[Stored records]

PR #9587, opened 2026-08-17
feat: queue per session - at most one live run per session (head-of-line durable claims)

ysolanky:
## Summary

Enforces **at most one live run per session, executed in submission order**, for durable background runs. Today two `background=true` submissions to the same session execute concurrently: run B loads its context before run A finishes (nondeterministic history), session-state writes race last-writer-wins, and completions land out of order. This is the SDK-side prerequisite for the Chat queue tray (multi-submit to one session, Codex-style).

Design: **head-of-line claim eligibility**. A job is claimable only while it is the oldest non-terminal (`queued`/`running`/`paused`) job of its session, ordered by a store-assigned enqueue sequence (`seq`, the submission order; `created_at` is the accepting replica's clock and is not consulted), **and no other session sibling is currently running**:

- **Same session: FIFO.** A → B → C; B waits until A reaches a terminal state.
- **Different sessions: concurrent**, bounded by `max_concurrency` as before.
- **Completing or cancelling the head releases the next** on the following poll tick - no push machinery needed.
- **Race-free.** Eligibility is unique per session (exactly one head), so two workers racing one session contend on the *same* row: `SELECT ... FOR UPDATE SKIP LOCKED` (Postgres) and the claim CAS (Redis) arbitrate that. What a snapshot cannot see is an *uncommitted* enqueue or claim of the same session (an identity value is allocated before its row commits), so on Postgres enqueue and gated claims take a transaction-scoped advisory lock on the session id and the claim re-validates the head under it; on Redis the sequence is allocated inside the enqueue transaction from a per-session counter under WATCH, and the claim CAS watches the line key. One schema addition: a `seq` identity column on the jobs table, added by provisioning when an existing table lacks it.
- **A stale-running head is reclaimed, not bypassed** - FIFO holds across crash recovery.
- **`paused` blocks the line deliberately**: runs queued behind a HITL pause wait for the approval (their input likely refers to its outcome); continue or cancel the paused run to release them. Documented on the flag.

### Changes

- `QueueConfig.queue_per_session: bool = True` - new flag, default on (v3.0 is the window to make determinism the default; `False` restores fully concurrent claiming).
- `claim_job(..., queue_per_session=False)` across all four stores (store-layer default off, so direct callers are unaffected; the worker passes the config flag):
  - **Postgres sync + async**: conditional `NOT EXISTS` older-sibling and running-sibling predicates, ordered by `seq`; the claim locks its candidate, takes the session advisory lock, re-validates, then updates. Enqueue takes the same lock before its insert.
  - **Redis**: per-session line zsets (`{prefix}:jobs:line:{session_id}`), maintained inside every transition MULTI exactly like status-zset membership - claim-time work is bounded by the session's own backlog, never by retained history, and the line view is loaded once per session per claim. The scan uses a cheap advisory head check per candidate; the claim CAS then WATCHes the line key and re-validates head + running-sibling, so a concurrent enqueue into the session aborts the EXEC and a stale eligibility decision can never commit. Existing jobs are indexed into their lines once, before the first gated claim, so a pre-upgrade paused ticket holds its line too.
  - **InMemoryQueueStore**: head filter under the store lock.
- `QueueWorker._claim_burst` passes `queue_per_session` from config, and only when it is on: a custom store written against the earlier `claim_job` signature keeps receiving the call it was written for with the flag off, and is refused at startup with a message naming the fix when the flag is on.
- `GET /config` reports `queue: {durable, queue_per_session}` as effective behaviour, so a client can decide whether to render queue-aware UI without admin access (#9950).
- Cookbook: `cookbook/05_agent_os/background_tasks/queue_per_session.py`.

### Scope and residuals (documented on the flag)

- Enforced at **durable-queue claim time**. The non-durable in-process background path is **not yet session-gated** - that sibling needs its own re-entrancy audit of `background_run_slot` call sites (nested acquisitions on one session would deadlock a naive per-session semaphore) and is deliberately a follow-up, not a silent gap.
- An operator requeue of a *failed* sibling racing a claim can momentarily double-run a session (operator action; same narrow window on every store).
- Custom stores implementing the queue contract need the new keyword on `claim_job` to run with the flag on; with it off they are unaffected.
- A head that cannot run holds its line: a paused run until it is continued or cancelled, and a job pinned to a `deployment_id` with no live worker until it is cancelled or requeued. The sibling predicate deliberately ignores deployment affinity: filtering by it would let two deployments each run a head in one session during a rolling deploy.
- Postgres provisioning adds the `seq` column to a pre-existing jobs table only when schema validation finds it missing; without provisioning (`auto_provision=False`) that table surfaces the standard schema mismatch on first use.
- A legacy pair of concurrently-running same-session jobs (only possible pre-feature) stays unclaimable for reclaim until one terminalizes or is swept; with the default `max_attempts=1` a crashed member is immediately sweepable.

## Type of change

- [ ] Bug fix
- [x] New feature
- [ ] Breaking change
- [x] Improvement
- [ ] Model update
- [ ] Other:

---

## Checklist

- [x] Self-review completed

## Additional context

Verification: the store-contract parity suite - FIFO by enqueue order (a backdated `created_at` must not reorder), same-second submissions, running and paused heads blocking the line, cross-session concurrency, stale-head reclaim-not-bypass, the opt-out, the Redis line backfill and its scan cost, the Postgres session lock (enqueue and claim block on an in-flight session transaction), the guarded column upgrade, and the enqueue result shape - executed identically against in-memory, fakeredis, Redis and Postgres; the sync Postgres twins are pinned separately. Adjacent queue suites (worker, startup provisioning, store, wiring, capabilities, heartbeat) pass: 393 tests. The last two pushes were verified against a Postgres 14 and fakeredis stand-in while the local Docker was down; a rerun against Postgres 18 and a real Redis is owed. `./scripts/validate.sh` carries pre-existing mypy failures on `main` unrelated to this change; the changed files add none.

Review round, in commit order: custom-store compatibility for the new claim keyword; a store-assigned enqueue sequence replacing the uuid tiebreak, then made the sole order; existing Redis jobs indexed into their lines at first gated claim; one line load per session per claim; the Postgres enqueue result shape aligned with the other stores; the `seq` column added at provisioning only when missing; a per-session advisory lock across enqueue and claim on Postgres; the Redis sequence allocated inside the enqueue transaction; the backfill made safe against concurrent retention cleanup.

Follow-ups: session-gate the non-durable in-process path (re-entrancy audit first); per-session queue-depth cap (the tray makes queue-spamming one session easy; only the global depth gate protects today); the session-runs filter endpoint for the tray UI.


libs/agno/agno/job_queue/config.py
```diff
@@ -154,6 +154,23 @@ class QueueConfig:
     # is not keyword-only, so inserting mid-list would silently reinterpret
     # positional constructions of the fields behind it.
     stop_timeout_seconds: Optional[int] = None
+    # At most ONE live job per session, executed in submission order. A job is
```
harshsinha03: lets trim the comments

libs/agno/agno/db/postgres/postgres.py
```diff
@@ -7466,28 +7470,72 @@ def claim_job(
...
+                        table.c.status == "running",
+                        table.c.locked_at <= stale,
+                        table.c.attempt < table.c.max_attempts,
+                    ),
+                ),
+            ]
+            if queue_per_session:
+                sibling = table.alias("session_sibling")
+                conditions.append(
+                    ~(
```
harshsinha03, line 7598: The older-sibling predicate counts a head stamped with a `deployment_id` this worker will never match (line 7497), so once no worker for that deployment is left, every later job in that session stays unclaimable indefinitely; before this change only the pinned job itself was stranded.

libs/agno/agno/job_queue/config.py
```diff
@@ -154,6 +154,23 @@ class QueueConfig:
...
+    # wait for the approval (their input likely refers to its outcome) -
+    # continue or cancel the paused run to release them. Scope: enforced at
+    # durable-queue claim time; the non-durable in-process background path is
+    # NOT yet session-gated. Residual: an operator requeue of a failed sibling
+    # racing a claim can momentarily double-run a session (operator action,
+    # same window on every store). False restores fully concurrent claiming.
+    # (Appended last: positional-argument compatibility, see above.)
+    queue_per_session: bool = True
 
     def __post_init__(self) -> None:
```
harshsinha03, line 165: Maybe a `log_debug` here when `queue_per_session` is set without `durable=True`

harshsinha03:
lets add a cookbook

libs/agno/agno/os/job_queue.py
```diff
@@ -655,7 +655,12 @@ async def _claim_burst(self) -> None:
                 effective_max = get_background_max_concurrency()
             if effective_max > 0 and len(self._in_flight) >= effective_max:
                 break
-            job = await self.store.claim_job(self.worker_id, self.config.lock_grace_seconds, self.config.deployment_id)
+            job = await self.store.claim_job(
+                self.worker_id,
+                self.config.lock_grace_seconds,
+                self.config.deployment_id,
+                queue_per_session=self.config.queue_per_session,
```
harshsinha03: This is breaking for custom stores

libs/agno/agno/db/redis/redis.py
```diff
@@ -2628,8 +2650,71 @@ def claim_job(
...
+                doc = json.loads(raw if isinstance(raw, str) else raw.decode())
+            except (ValueError, AttributeError):
+                continue
+            if doc.get("status") not in ("queued", "running", "paused"):
+                continue
+            entries.append((doc.get("created_at") or 0, member_id, doc["status"]))
+        entries.sort()
+        return entries
+
+    def _q_line_admits(self, candidate: Dict[str, Any]) -> bool:
```
harshsinha03: A job already running when the line zset is introduced is not in the line and makes no claim attempt, so a sibling can be claimed beside it until its next heartbeat re-adds it.

libs/agno/agno/job_queue/config.py
```diff
@@ -154,6 +154,13 @@ class QueueConfig:
     # is not keyword-only, so inserting mid-list would silently reinterpret
     # positional constructions of the fields behind it.
     stop_timeout_seconds: Optional[int] = None
+    # At most one live job per session, in submission order: a job is claimed
+    # only while it is the oldest non-terminal job of its session and no
+    # sibling is running. A PAUSED run (awaiting HITL approval) holds the
+    # line until it is continued or cancelled. Enforced at durable-queue
+    # claim time only; the non-durable in-process path is not session-gated.
+    # False restores fully concurrent claiming. (Appended last, see above.)
+    queue_per_session: bool = True
```
kausmeows, line 163: should this be True by default? as its a minor design/capability change. Like a paused HITL run now blocks every later submission in that session, and the only signal is an admin-only `/queue/jobs` call.

so should this be rather opt in?

libs/agno/agno/db/postgres/postgres.py
```diff
@@ -781,6 +787,9 @@ def _resolve_table(
             self._store_resolved_table(table_type, table_name, table)
             return table
 
+        if table_type == "jobs":
```
kausmeows: this addition is not ideal. Firstly its like a silent migration right which is not an agno convention, adding a column to existing schema. Secondly, it runs unconditionally- he only guard before the hook is table_is_available. There is no check that seq is missing. IF NOT EXISTS makes the statement a logical no-op when the column is present, but Postgres still acquires the ACCESS EXCLUSIVE lock and still requires ALTER privilege before it evaluates that clause

libs/agno/agno/db/postgres/postgres.py
```diff
@@ -798,6 +807,21 @@ def _resolve_table(
...
+    def _ensure_jobs_sequence_column(self, table_name: str) -> None:
+        """Add the enqueue-sequence column to a jobs table created before it
+        existed. Runs BEFORE schema validation, which would otherwise refuse
+        the table as a mismatch. Identity fills existing rows on ADD COLUMN,
+        so pre-upgrade tickets are ordered too. Idempotent (IF NOT EXISTS),
+        and safe under concurrent replicas: the second ALTER waits on the
+        first's lock and then finds the column present."""
+        with self.Session() as sess, sess.begin():
+            sess.execute(
+                text(
```
kausmeows: Boot-time `ALTER TABLE` runs on every process start. not ideal

libs/agno/agno/db/postgres/postgres.py
kausmeows: this is valid @ysolanky

libs/agno/agno/db/postgres/postgres.py
```diff
@@ -7435,8 +7459,11 @@ def enqueue_job(self, job: Dict[str, Any], max_depth: int = 0) -> Dict[str, Any]
                     queued = sess.execute(count_stmt).scalar() or 0
                     if queued >= max_depth:
                         return {"accepted": False, "reason": "queue_full", "job": None}
-                sess.execute(table.insert().values(**job))
-            return {"accepted": True, "reason": None, "job": job}
+                # seq is database-assigned: an explicit NULL would defeat the
+                # identity default and violate NOT NULL
+                values = {k: v for k, v in job.items() if k != "seq" or v is not None}
+                row = sess.execute(table.insert().values(**values).returning(*table.c)).fetchone()
+            return {"accepted": True, "reason": None, "job": dict(row._mapping) if row is not None else job}
```
kausmeows: Before the PR, enqueue_job inserted and returned the caller's own job dict. Now it selects the inserted row back and returns `dict(row._mapping)` which is how the caller learns the database-assigned seq. The returned dict is therefore the full column set as the database typed it, not the dict the caller built. Not wrong but its a shape change

libs/agno/agno/db/postgres/postgres.py
```diff
@@ -6138,28 +6142,53 @@ def claim_job(
...
+                sibling = table.alias("session_sibling")
+                conditions.append(
+                    ~(
+                        select(sibling.c.id)
+                        .where(
+                            sibling.c.session_id == table.c.session_id,
+                            sibling.c.status.in_(("queued", "running", "paused")),
+                            or_(
+                                sibling.c.created_at < table.c.created_at,
+                                and_(sibling.c.created_at == table.c.created_at, sibling.c.id < table.c.id),
```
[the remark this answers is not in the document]
ysolanky: Fixed in 8562f1fa6f: the claim also refuses while any other sibling is running, regardless of created_at/id order. Superseded since by cd24bc3705, which orders by a store-assigned sequence instead of created_at.

libs/agno/agno/db/redis/redis.py
```diff
@@ -2764,8 +2783,38 @@ def claim_job(
...
+    def _q_session_heads(self) -> Dict[str, str]:
+        """session_id -> id of the session's oldest non-terminal job (its
+        line's head), from one scan of the ``all`` zset. Paused jobs live in
+        no status zset but do live in ``all``, which is exactly why the
+        snapshot reads it: a paused head must block the line."""
+        raw_ids = self.redis_client.zrange(self._q_key("all"), 0, -1)
+        if not raw_ids:
+            return {}
+        job_ids = [_q_to_str(raw_id) for raw_id in raw_ids]
+        raw_jobs = self.redis_client.mget([self._q_job_key(job_id) for job_id in job_ids])
```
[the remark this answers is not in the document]
ysolanky: Fixed in 8562f1fa6f: per-session line zsets maintained inside every transition MULTI. The claim only ever reads the candidate's own session line.

libs/agno/agno/job_queue/config.py
```diff
@@ -123,6 +123,19 @@ class QueueConfig:
...
+    # FIFO instead of racing each other's context reads and session-state
+    # writes; different sessions still run concurrently under max_concurrency.
+    # PAUSED blocks the line deliberately: runs queued behind a HITL pause
+    # wait for the approval (their input likely refers to its outcome) -
+    # continue or cancel the paused run to release them. Scope: enforced at
+    # durable-queue claim time; the non-durable in-process background path is
+    # NOT yet session-gated. Residual: an operator requeue of a failed sibling
+    # racing a claim can momentarily double-run a session (operator action,
+    # same window on every store). False restores fully concurrent claiming.
+    serialize_sessions: bool = True
```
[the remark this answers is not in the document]
ysolanky: Fixed in 8562f1fa6f, appended after stop_timeout_seconds with the append-only note.

libs/agno/agno/db/redis/redis.py
```diff
@@ -2747,12 +2751,27 @@ def claim_job(
...
+        serialize_sessions restricts claims to each session's HEAD - the
+        oldest non-terminal (queued/running/paused) job by (created_at, id) -
+        computed once per call from the ``all`` zset. The snapshot is an
+        ADVISORY pre-filter like the affinity MGET (the CAS stays the claim
+        authority); a head that terminalizes mid-call only defers its
+        successor to the next poll tick, and Postgres carries the same
+        one-snapshot semantics inside its claim transaction."""
         now = self._q_server_now()
         stale = now - lock_grace_seconds
+        session_heads = self._q_session_heads() if serialize_sessions else None
```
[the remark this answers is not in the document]
ysolanky: Fixed in 8562f1fa6f: the claim CAS WATCHes the session line key and re-validates head and running-sibling inside the transaction, so a concurrent enqueue aborts the EXEC.

libs/agno/agno/db/postgres/postgres.py
```diff
@@ -7451,28 +7455,72 @@ def claim_job(
...
```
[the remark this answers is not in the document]
ysolanky: Valid, and it took two parts. cd24bc3705 orders by the store-assigned seq, so a later enqueue can no longer sort as a predecessor. 7ea9856b5e takes a transaction-scoped advisory lock on the session id: enqueue before the insert, held to commit, and gated claims after locking the candidate, re-validating the head under the lock. Tests pin that both block on an in-flight session transaction.

libs/agno/agno/db/redis/redis.py
```diff
@@ -2667,12 +2753,15 @@ def _q_scan_claim(
                     continue
                 if candidate.get("deployment_id") is not None and candidate.get("deployment_id") != deployment_id:
                     continue
+                if serialize_sessions and not self._q_line_admits(candidate):
```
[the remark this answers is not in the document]
ysolanky: Fixed in 28b1a11572: the line view is loaded once per session per claim and every candidate's verdict is computed from it. The authoritative re-check inside the CAS is still uncached; a test pins both loads on a successful claim.

libs/agno/agno/os/job_queue.py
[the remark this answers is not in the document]
ysolanky: Fixed in ec23ccba2a: the keyword is passed only when the gate is on, and a store whose claim_job cannot take it is refused at startup with a message naming the two ways out.

libs/agno/agno/db/postgres/postgres.py
```diff
@@ -7451,28 +7455,72 @@ def claim_job(
...
```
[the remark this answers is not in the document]
ysolanky: Fixed. b4821d4a4f adds a store-assigned enqueue sequence (identity column on Postgres, counter on Redis and in memory) and cd24bc3705 makes it the sole order. Same-second submissions and a backdated created_at are both pinned.

libs/agno/agno/db/redis/redis.py
```diff
@@ -2628,8 +2650,71 @@ def claim_job(
             expect_status="running",
             stale_before=stale,
             deployment_id=deployment_id,
+            queue_per_session=queue_per_session,
         )
 
+    def _q_line_key(self, session_id: str) -> str:
+        return self._q_key(f"line:{session_id}")
```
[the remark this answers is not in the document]
ysolanky: Keeping the key as session_id. It is the primary key of the sessions table, so within one database two components using the same id share the session row, and racing that row is exactly what the gate prevents. Adding component identity to the key would break that case. Per-component databases behind one shared queue store is not a configuration we support; a shared queue store assumes a shared session namespace.

libs/agno/agno/os/router.py
```diff
@@ -204,6 +205,10 @@ async def config() -> ConfigResponse:
             teams=team_summaries,
             workflows=workflow_summaries,
             traces=os._get_traces_config(),
+            queue=QueueCapabilities(
+                durable=bool(os.queue is not None and os.queue.durable),
+                queue_per_session=bool(os.queue is not None and os.queue.durable and os.queue.queue_per_session),
```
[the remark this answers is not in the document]
ysolanky: Documented in 5dc1ac3d3f: the capability describes submissions the durable queue can carry. A submission it cannot carry (media, non-JSON payloads, factory or off-registry components) runs in-process outside the gate, the server logs each bypass, and the caller knows when it is sending those. Per-submission disclosure and gating the in-process path are follow-ups; #9796 removes db-resolved and version-pinned components from the bypass set.

libs/agno/agno/job_queue/config.py
ysolanky: Trimmed in 624794de8b.

libs/agno/agno/db/postgres/postgres.py
ysolanky: Agreed it is a new way for a session to get stuck, and it is deliberate. Filtering siblings by deployment would let two deployments each run a head in one session during a rolling deploy, which is the exact thing the gate exists to prevent. So a head pinned to a retired deployment holds its line the same way a paused head does, and the remedy is cancel or requeue. Documented on the flag in 5dc1ac3d3f. The tray should show which run a session is blocked behind; that is a follow-up on the UI side.

libs/agno/agno/job_queue/config.py
ysolanky: Skipping this one. The flag defaults to True, so 'set without durable' is indistinguishable from 'not configured', and the log would fire on every non-durable startup telling the user they did something they did not. Making it meaningful needs a tri-state default, which is a public dataclass change I would rather not make for a debug line. /config already reports the effective value, which answers the same question and is visible to clients.

libs/agno/agno/os/job_queue.py
ysolanky: Fixed in ec23ccba2a: keyword only when the gate is on, loud refusal at startup otherwise.

libs/agno/agno/db/redis/redis.py
ysolanky: Fixed in 927bc00452: every non-terminal job is indexed into its session line once per process, before the first gated claim, so a pre-upgrade running or paused sibling holds the line. 17ecc11cd4 makes that pass safe against concurrent retention cleanup.

libs/agno/agno/db/redis/redis.py
```diff
@@ -2628,8 +2650,71 @@ def claim_job(
...
+        their first claim attempt; older pre-upgrade siblings converge on
+        their own attempts, so per-session queueing is best-effort until the
+        pre-upgrade backlog drains (noted on the flag). The claim CAS
+        re-validates under WATCH - this filter only saves CAS round-trips."""
+        session_id = candidate.get("session_id")
+        if not session_id:
+            return True
+        line_key = self._q_line_key(session_id)
+        if self.redis_client.zscore(line_key, candidate["id"]) is None:
+            self.redis_client.zadd(line_key, {candidate["id"]: candidate.get("created_at") or 0})
```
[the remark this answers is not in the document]
ysolanky: Fixed in 927bc00452 (backfill before the first gated claim, over the all index since there is no paused index) and 17ecc11cd4 (ids snapshotted before any document is read, so a concurrent cleanup cannot cause a skip).

libs/agno/agno/db/postgres/postgres.py
ysolanky: Fixed in dbd6cb4104. The upgrade moved out of the table resolver into ensure_jobs_table and runs only when schema validation refuses the table: on that mismatch it inspects, adds seq if that is what is missing, and retries once. Steady state does no inspection and no DDL. With auto_provision=False a pre-seq table surfaces the standard schema mismatch on first use, same as any externally managed schema. On convention: the jobs table is created lazily by the adapter rather than by the migration framework, so its upgrade lives beside its creation. Happy to move it to a MigrationManager version if you would rather.

libs/agno/agno/db/postgres/postgres.py
ysolanky: Fixed in dbd6cb4104, see above: no ALTER unless the column is actually missing.

libs/agno/agno/db/postgres/postgres.py
ysolanky: Fixed in 852af33f95: Postgres now returns the caller's dict with seq merged in, the same shape as Redis and in-memory. Pinned by a parity test that omits optional columns.

libs/agno/agno/db/redis/redis.py
```diff
@@ -2545,6 +2551,10 @@ def enqueue_job(self, job: Dict[str, Any], max_depth: int = 0) -> Dict[str, Any]
         idem_key = self._q_idem_key(job.get("user_id"), idem) if idem is not None else None
 
         job_key = self._q_job_key(job["id"])
+        # Store-assigned enqueue sequence, taken once up front: a WATCH retry
+        # keeps the same number (gaps are fine, only monotonicity matters),
+        # and same-second siblings are ordered by it instead of by uuid
+        job = {**job, "seq": int(self.redis_client.incr(self._q_key("seq")))}  # type: ignore[arg-type]
```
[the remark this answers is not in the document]
ysolanky: Fixed in e91ab4a53b: the sequence is read from a per-session counter under WATCH and advanced inside the MULTI that publishes the job, so a stalled enqueue re-allocates after the one that overtook it. Test pins a stalled enqueue overtaken by a faster one.

libs/agno/agno/db/redis/redis.py
```diff
@@ -2628,8 +2675,157 @@ def claim_job(
...
+                    continue
+                session_id = doc.get("session_id")
+                if not session_id:
+                    continue
+                pipe.zadd(self._q_line_key(session_id), {job_id: doc.get("created_at") or 0})
+                pending += 1
+            if pending:
+                pipe.execute()
+                restored += pending
+            offset += page_size
```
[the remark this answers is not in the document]
ysolanky: Fixed in 17ecc11cd4: member ids are snapshotted up front and documents are read in batches from that list, so a concurrent cleanup cannot shift anything into the consumed window. Test reaps a member from the first batch mid-read.

ysolanky:
Added in fcde23cbe2: cookbook/05_agent_os/background_tasks/queue_per_session.py. Two back-to-back submissions to one session, a different session running alongside, a paused head holding the line, and discovery via /config.

libs/agno/agno/db/postgres/schemas.py
```diff
@@ -388,6 +388,11 @@ def _get_schedule_runs_table_schema(
     "created_at": {"type": BigInteger, "nullable": False, "index": True},
     "updated_at": {"type": BigInteger, "nullable": True},
     "completed_at": {"type": BigInteger, "nullable": True},
+    # Database-assigned enqueue sequence (GENERATED BY DEFAULT AS IDENTITY):
+    # the submission order the per-session FIFO gate sorts by when
+    # created_at ties (one-second resolution). Existing tables gain the
+    # column on first use; the adapters add it before schema validation.
+    "seq": {"type": BigInteger, "nullable": False, "identity": True},
```
kausmeows, line 395: i think we should also have an index on this. Since now every claim orders by it, although its bounded by `max_queue_depth`, so not p0 but a (session_id, seq) index would be nice to have.

libs/agno/agno/db/postgres/postgres.py
```diff
@@ -7423,6 +7445,31 @@ def ensure_jobs_table(self) -> None:
         if table is None:
             raise RuntimeError("Job queue table is unavailable after provisioning")
 
+    def _add_jobs_sequence_column_if_missing(self) -> bool:
```
kausmeows, line 7448: so i'm still worried if we should be automatically adding this column without a migration? we should maintain the agno convention of doing it via a migration manager, bcs we dont do this for any other thing in the sdk. wdyt?

A migration is the natural home for the two things the inline ALTER cannot do well: the deterministic renumbering of legacy rows by (created_at, id), which matters now that seq is the sole order, and the index on seq.

libs/agno/agno/db/redis/redis.py
```diff
@@ -2545,6 +2551,16 @@ def enqueue_job(self, job: Dict[str, Any], max_depth: int = 0) -> Dict[str, Any]
...
+        # The enqueue sequence is allocated INSIDE the transaction, from a
+        # per-session counter read under WATCH: allocation and publication
+        # are one atomic step, so seq order is visibility order. A bare INCR
+        # before the transaction let a stalled enqueue publish a lower
+        # number after a faster sibling had been published and claimed.
+        # Per session rather than global so that only same-session enqueues
+        # contend (the WATCH retry is exactly the serialization the head
+        # rule needs); the counter is what the head rule orders by, and it
+        # is never reset.
+        seq_key = self._q_key(f"seq:{job['session_id']}")
```
kausmeows, line 2563: Confirmed this one, the per-session counter never gets cleaned up. Ran 25 sessions to completion and then retention, and the `seq:*` keys are the only thing left, with no TTL:

```
after enqueue      : all 1, job 25, line 25, queued 1, seq 25
after all completed: all 1, job 25, seq 25
after retention    : seq 25
```

Repro (needs `docker run -p 6379:6379 redis:7`):

```python
import time
from collections import Counter
from agno.db.redis import RedisDb
from agno.db.schemas.jobs import QueuedJob

db = RedisDb(db_url="redis://localhost:6379", db_prefix="leak")
for i in range(25):
    db.enqueue_job(QueuedJob(id=f"r{i}", component_type="agent", component_id="a",
                             session_id=f"s{i}", payload={"input": "x", "kwargs": {}}).to_dict())
for _ in range(25):
    j = db.claim_job("w1", 60, None, queue_per_session=True)
    db.complete_job(j["id"], "w1", j["attempt"], "completed")
time.sleep(1.5)
db.cleanup_jobs(0)
print(Counter(k.decode().split(":jobs:")[1].split(":")[0] for k in db.redis_client.scan_iter("leak:jobs:*")))
# Counter({'seq': 25})
```

Same thing end to end through AgentOS. It's ~80 bytes a key so it's slow, but it's one key per session forever, on a store that's otherwise bounded by retention.

One thing on the fix: a plain TTL won't work, paused tickets never expire so an expired counter would hand a new job `seq=1` and let it run past an older paused head. Probably needs to be deleted in `cleanup_jobs` only when that session's line is empty.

Task statement
Which lines of the records above hold the word "accepted"? Copy each of them.

Exercise output
                         return {"accepted": False, "reason": "queue_full", "job": None}
-            return {"accepted": True, "reason": None, "job": job}
+            return {"accepted": True, "reason": None, "job": dict(row._mapping) if row is not None else job}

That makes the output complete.